# Solid Guide Rods



## colemanpaiva (Mar 27, 2012)

Anyone have any insight to changing out the plastic guide rod on my SD9 for a solid metal one? I have been poking around and discovered some people changing out the plastic ones for metal ones in different models/brands of handguns. Is this something that CAN be done? If so SHOULD it be something to consider? I know it adds a little weight to the front of the gun and is another cost to the gun, but both should be minimal. Thoughts, opinions, suggestions?

Thanks,
CP


----------



## uncledanny (Nov 21, 2012)

I replaced my SD9 plastic guide rod and recoild spring.

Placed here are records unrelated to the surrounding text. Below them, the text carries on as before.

PR #111, opened 2016-01-21
Fixes missing includes (opm-parser PR-656)

jokva:
Adds missing includes which due to PR-656 in opm-parser are no longer
automatically pulled from other headers.


joakim-hove:
This is completely innocent - I'll merge.

andlaus:
thanks for the PR.

I have a request: next time before merging something to opm-parser which might break the downstream OPM modules, could you please build them? (the emphasis is on _before_)

(I just ask because I was basically busy all morning with getting the s*** to compile again instead of doing real work. I suppose that I was not the only one.)

jokva:
All PRs were built and tested before submission. What broke for you?

andlaus:
opm-material and opm-core. but I see that this was my own mistake. (I was on different local branches for these while opm-parser was on master.)

PR #113, opened 2016-01-26
Improve includes from opm-parser

jokva:
Adopting to opm-parser PR#661, add previously missing includes.

https://github.com/OPM/opm-parser/pull/661


andlaus:
looks harmless enough. thanks.

PR #122, opened 2016-02-10
Change Deck access methods/types to references

jokva:
opm-parser#677 changes the return types for the Deck family of classes.
This patch fixes all broken code from that patch set.

https://github.com/OPM/opm-parser/pull/677


andlaus:
I had a cursory look: no objections. please merge together with OPM/opm-parser#677

PR #129, opened 2016-02-26
Add missing opm-parser headers

jokva:
opm-parser pull #695
https://github.com/OPM/opm-parser/pull/695

Can be merged before upstream.


andlaus:
that patch looks very innocent even without OPM/opm-parser#695 so I merge it right now.

did you check that the ebos simulator (from the ewoms) still compiles?

jokva:
I'll have an extra look, but if it's disabled by default then it hasn't been checked.

andlaus:
> I'll have an extra look, but if it's disabled by default then it hasn't been checked.

it is enabled (and compiled by default) as soon as a working dune-cornerpoint is detected. you need to include eWoms in your build though...

jokva:
It works for me™

andlaus:
> It works for me™

cool! thanks for testing.

PR #130, opened 2016-02-29
Silence unused argument warnings.

atgeirr:
This time using the OPM_UNUSED attribute way.


andlaus:
All good, merging. sorry for letting this linger for so long, but github still seems like it only considers some events important enough to send me a notification email. opening this PR was not among them :(

PR #149, opened 2016-06-10
update jenkins build scripts

akva2:
update build order, opm-output moved in the dependency tree


andlaus:
please merge this yourself, it seems like travis does not like this for soome reason but I consider it possible that this is spurious...

andlaus:
hm. I noticed that the compiler version used by travis is `gcc (Ubuntu/Linaro 4.6.3-1ubuntu5) 4.6.3`. As far as I know GCC 4.6 is unsupported by OPM and can break any time. (opm-material itself supports it at the moment, but opm-parser does not, AFAIK.)

anyway, this PR seems very innocent, so I'm merging it. thanks.

PR #155, opened 2016-07-06
Fix const method overload.

atgeirr:
A `const shared_ptr<Foo>` cannot be converted to a `shared_ptr<const Foo>`.

### DIFF
--- a/opm/material/fluidmatrixinteractions/EclMaterialLawManager.hpp
+++ b/opm/material/fluidmatrixinteractions/EclMaterialLawManager.hpp
@@ -218,7 +218,7 @@ public:
         return materialLawParams_[elemIdx];
     }
 
-    std::shared_ptr<const MaterialLawParams>& materialLawParamsPointer(unsigned elemIdx) const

The metal rods are available for the SIGMA and are interchangeable. I got mine at Wolff Wolff Gunsprings - Firearm Springs for Semi-Auto Pistols, Revolvers, Rifles, & Shotguns Stock number 53618, S&W SIGMA Recoil guide & Std. Spring 18LB. for $29.95 and $6.65 shipping.
It made a lot of difference inmy gun.

Uncle Danny
[email protected]


----------



## SHOOTER96 (Dec 23, 2012)

Check out the guys at Stainless Steel Guide Rods - Sig Glock Beretta SSGuideRods I pick one up for my 96. I got it quick . I changed out the stock plastic guide rod with the one I got from Stainless steel guide rods and it was like night and day. I went back to get one for my P226.


----------



## barstoolguru (Mar 3, 2012)

if you want to do so BUT the rod guild is just that; it gets no wear and the steel ones add ounces to the weight of the gun and when your carrying you are looking to shed the weight not add to it


----------